GAN (Generative Adversarial Network): Architecture & How It Works

Generative Adversarial Networks (GANs) learn to generate realistic data through an adversarial game between two neural networks—a generator that creates samples and a discriminator that tries to distinguish real from generated samples—driving each other to improve.

Architecture Overview

A GAN consists of two networks trained simultaneously. The generator G takes a random noise vector z ~ N(0,I) and transforms it into a data sample G(z). The discriminator D takes an input (either real data x or generated data G(z)) and outputs a probability that the input is real.

Training alternates between two objectives: the discriminator maximizes log(D(x)) + log(1-D(G(z))), learning to correctly classify real vs. fake. The generator minimizes log(1-D(G(z))) (or equivalently maximizes log(D(G(z))) for better gradients), learning to fool the discriminator. This min-max game is: min_G max_D E[log D(x)] + E[log(1-D(G(z)))].

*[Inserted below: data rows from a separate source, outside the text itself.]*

PR #11204, opened 2025-07-28
fix: fix_issuers not clean cycled modules children

jerrykingxyz:
## Summary

When fix_issuers cleans up cycled modules in step4, it will revoke many modules, and these modules may be issuer of other modules. lets look at a simple example for this problem:

image

This PR will remove ModuleC to make the module graph work properly.

## Checklist


ahabhgk (approved):

Narretz:
Thanks for the fix!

In a DCGAN (Deep Convolutional GAN), the generator uses transposed convolutions (fractionally-strided convolutions) to progressively upsample from a noise vector to a full image: z (100-dim) → 4×4×1024 → 8×8×512 → 16×16×256 → 32×32×128 → 64×64×3. The discriminator mirrors this with strided convolutions for downsampling.

Key Innovations

Adversarial training: Two networks competing creates an implicit density model without requiring explicit likelihood computation
DCGAN architectural guidelines: Batch normalization, ReLU in generator, LeakyReLU in discriminator, no fully connected layers, and strided convolutions replaced pooling—providing stable training recipes
Wasserstein GAN (WGAN): Replaced JS divergence with Earth Mover's distance, providing meaningful loss that correlates with sample quality and more stable training
Conditional GANs: Adding class labels or other conditioning information to both G and D enables controlled generation

Common Use Cases

Image generation, image-to-image translation (pix2pix, CycleGAN), super-resolution (SRGAN, ESRGAN), data augmentation, style transfer, face generation and editing, text-to-image synthesis (pre-diffusion era), video generation, and adversarial training for robustness.

Notable Variants & Sizes

DCGAN (2015), WGAN/WGAN-GP (2017, gradient penalty), Progressive GAN (2018, grow resolution during training), BigGAN (2019, large-scale class-conditional), StyleGAN (2019-2024, style-based generation). Pix2pix and CycleGAN for paired/unpaired image translation. GAN discriminators also appear in VQGAN, diffusion model training (SDXL-Turbo), and modern vocoders (HiFi-GAN).

Technical Details

DCGAN generator: z (100-dim) → FC to 4×4×1024 → 4 transposed conv layers (stride 2, BN, ReLU) → 64×64×3 (tanh). Discriminator: mirrors with strided convolutions (stride 2, BN, LeakyReLU 0.2) → sigmoid. WGAN-GP: critic (no sigmoid) with gradient penalty λ=10, n_critic=5 (train critic 5× per generator step). Training: Adam (lr=0.0002, β1=0.5, β2=0.999), batch size 64-128. Training is notoriously unstable: mode collapse (generator produces limited variety), training oscillation, and vanishing gradients are common challenges. Evaluation metrics: FID (Fréchet Inception Distance, lower is better), IS (Inception Score), and qualitative assessment. BigGAN: class-conditional with 256×256 output, ~160M params, achieves FID 6.9 on ImageNet.